Dr. Yvette: Oh, I'm so glad, yeah. It's not my book. I teach other people's works. Definitely, look up the Nonviolent Communication work, which is what I'm drawing from. Then the biology piece, just to get back to that, we often perceive danger. When we perceive danger, like somebody is about to do something to me that I find painful, whether it's judge me — this is a very common one. They might judge me. I hear that a lot. Then my stress response system kicks in. Then my biology doesn't help me, because it puts me in a fight, flight, freeze mode. What happens is my child consciousness or my victim consciousness, I get put back into an earlier way of being which isn't my adult mature self. I start reacting out of all of my defenses. Then back in a domination system, because I'm seeing danger. Usually, I'm turning you — whoever the "you" is — into an enemy. This is a very disconnecting structure. It doesn't help us with relationships and healing.

So, that's the biology piece — learning how to work with your stress response system, learning how to become mindful in the moment and track what's happening in you and other people, learning how to slow things down and open our hearts, learning how to become a more emotionally, safe, and psychologically safe being that other people can relax around.

Billy: Do you use mindfulness, then, when you meet with clients?

Dr. Yvette: It depends on the client and what we're working on. But yes, a lot of mindfulness work. With some of my clients, we do quite a bit of getting back into your body. We'll do some guided work to just get your consciousness back into your body. Because so many of us have been taught to jump out of our bodies and into our minds, and that the only place that it's safe to be is to talk from one brain to another brain.

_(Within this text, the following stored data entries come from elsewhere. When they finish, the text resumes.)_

PR #2071, opened 2026-07-29
Support Glyphs 3 component slant transforms

### LINKED ISSUE #1127: components in Glyphs3 sources can have a 'slant' attribute, in addition to 'pos', 'scale' and 'angle'
As seen in https://github.com/googlefonts/glyphsLib/issues/1047

apparently this wasn't supported in glyphsLib either (and thus fontmake)

fontc should match Glyphs.app and support slanted components (and glyphsLib will need fixing at the same time).

The above linked issue documents the expected order of the partial transformations comprising the full affine:

translate * slant * rotate * scale

Currently fontc (and glyphLib) only does:

translate * rotate * scale

here: 
https://github.com/googlefonts/fontc/blob/645cdff5588d1930dab3d777c9099501130bc93c/glyphs-reader/src/font.rs#L1821-L1843

anthrotype:
Parse the Glyphs 3 component `slant` field and compose it in Glyphs.app's `translate * slant * rotate * scale` order. Add equivalent Glyphs 2 and Glyphs 3 fixtures written by Glyphs.app to cover the conversion.

Companion glyphsLib fix: [googlefonts/glyphsLib#1160](https://github.com/googlefonts/glyphsLib/pull/1160).

Fixes #1127.

### DIFF
--- a/glyphs-reader/src/font.rs
+++ b/glyphs-reader/src/font.rs
@@ -1646,6 +1646,8 @@ struct RawShape {
     pos: Vec<f64>,             // v3
     angle: Option<f64>,        // v3
     scale: Vec<f64>,           // v3
+    /// Horizontal and vertical slant, in degrees (v3)
+    slant: Vec<f64>,
 
     #[fromplist(alt_name = "attr")]
     attributes: ShapeAttributes,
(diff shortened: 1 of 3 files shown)


rsheeter (approved):

anthrotype:
thanks for the review, I will hold this until https://github.com/googlefonts/glyphsLib/pull/1160 is also approved/merged/released so we can synchronize the fontc deps bump and avoid fontc crater regressions.

PR #2072, opened 2026-08-01
[glyphs] Apply *origin to layer geometry, not just propagated anchors

anthrotype:
Glyphs.app treats `*origin` as a layer-wide coordinate shift: everything else on the layer is drawn as if `*origin` were at (0, 0) and then translated back by -origin. fontc only applied this to anchors, during propagation, and never to contours or components. Even that anchor adjustment was silently skipped for non-composite glyphs, because propagate_anchors only writes propagated anchors back for composite glyphs, so a simple glyph with `*origin` came out unshifted everywhere.

This applies the shift during Glyphs source conversion instead, to contours, components and the raw anchor collection, so simple glyphs are covered too.

propagate_anchors keeps the current `origin_adjusted_anchors` for other potential IR callers, but on the Glyphs path it becomes a no-op.

(related to #769 which handled the anchor half of this in 2024; this is the rest of it)

glyphsLib does the same thing as of googlefonts/glyphsLib#1155, which merged yesterday (July 31), so the two compilers will continue to agree.

We should hold this until a glyphsLib release containing googlefonts/glyphsLib#1155 is out and fontc requirements are bumped.

### DIFF
--- a/glyphs2fontir/src/source.rs
+++ b/glyphs2fontir/src/source.rs
@@ -4291,6 +4291,31 @@ unitsPerEm = 1000;
         );
     }
 
+    trait ExecForTest {
+        fn try_create_static_metadata(
+            &self,
+            source: &impl Source,
+        ) -> Result<Arc<StaticMetadata>, Error>;
+        fn create_static_metadata(&self, source: &impl Source) -> Arc<StaticMetadata>;
+    }
+
+    impl ExecForTest for Context {
+        fn try_create_static_metadata(
+            &self,
+            source: &impl Source,
+        ) -> Result<Arc<StaticMetadata>, Error> {
+            let work = source
+                .create_static_metadata_work()
+                .expect("To create static metadata work");
+            let task_context = self.copy_for_work(work.read_access(), work.write_access());
+            work.exec(&task_context).map(|_| self.static_metadata.get())
+        }
+
+        fn create_static_metadata(&self, source: &impl Source) -> Arc<StaticMetadata> {
+            self.try_create_static_metadata(source).unwrap()
+        }
+    }
+
     #[test]
     fn reads_feature_writers_from_font_user_data() {
         let _ = env_logger::builder().is_test(true).try_init();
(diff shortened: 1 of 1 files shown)


glyphs2fontir/src/source.rs
```diff
@@ -1695,6 +1705,30 @@ impl Work<Context, WorkId, Error> for GlyphIrWork {
...
+/// The layer is drawn as if the origin anchor were at (0, 0), so contours,
+/// components and every other anchor are translated by -origin. Advance
+/// width and metrics are unaffected.
+///
+/// See <https://github.com/googlefonts/glyphsLib/pull/1155> for a reference
+/// implementation (glyphsLib applies this before anchor propagation).
+const GLYPHS_ORIGIN_ANCHOR: &str = "*origin";
+
+/// The `*origin` anchor's position, if the layer has one.
+fn layer_origin(layer: &Layer) -> Option<kurbo::Point> {
```
rsheeter, line 1719: Nit: layer.origin() or layer.find_origin() would be nicer, might it make sense to use a trait or move this into glyphs-reader?

glyphs2fontir/src/source.rs
```diff
@@ -4398,4 +4446,192 @@ unitsPerEm = 1000;
...
+);
+width = 200;
+}
+);
+}
+);
+unitsPerEm = 1000;
+}"#,
+        )
+        .unwrap();
```
rsheeter, line 4581: IMHO this would be nicer as an actual .glyphs file we load

glyphs2fontir/src/source.rs
```diff
@@ -4398,4 +4446,192 @@ unitsPerEm = 1000;
...
+                .variant(WorkId::StaticMetadata)
+                .variant(WorkId::PreliminaryGlyphOrder)
+                .variant(WorkId::PreliminaryGdefCategories)
+                .build(),
+        );
+        source
+            .create_static_metadata_work()
+            .unwrap()
+            .exec(&task_context)
+            .unwrap();
```
rsheeter: This is noisy and seems to repeat quite a bit. A helper, perhaps via a wee trait, could at least spare the unwraps?

`source.create_static_metadata_work().exec(task_context)`? Bonus points for automating the setup of the copy_for_work based on read/write access of work.

rsheeter (approved):

glyphs2fontir/src/source.rs
rsheeter: I felt nerd-sniped and tried it in #2073. Feel free to use or not, or to leave standalone if we'd prefer to keep the PRs split.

We can talk about our feelings, but we can't be in our feelings. So, some of the therapy work and the healing work is really about learning how to embody your full experience again, and then also developing the skill to talk about what you're experiencing, in a way that really connects you at a deep level with the people you care about.

Billy: Do you find that people default to answering the question, what's wrong, when you even respond with, tell me how I can help you?

Dr. Yvette: Always, yes. Even when I say, "What would help? How are you feeling? What are you needing," they'll say, "Well, the problem is that she just bla bla bla, bla." Then you know what you're beginning. You’re beginning with all of the cognitive analysis of what is wrong. If you're really practicing nonviolence, you first join people right there. You join people where they are at. Then you find the places where you can begin building the next step in bridging. This is the part of working with all of our parts, not making anything bad or wrong, and understanding that, absolutely, everything we do is our best attempt to meet a deep need that we have in that moment, and getting curious about what the need is when somebody stays in their mind and stays in ideas of wrongness, understanding that this is a safety system, that this is a habitual default way of being designed to perhaps help them get more understanding, help them get more clarity, help them find a new move.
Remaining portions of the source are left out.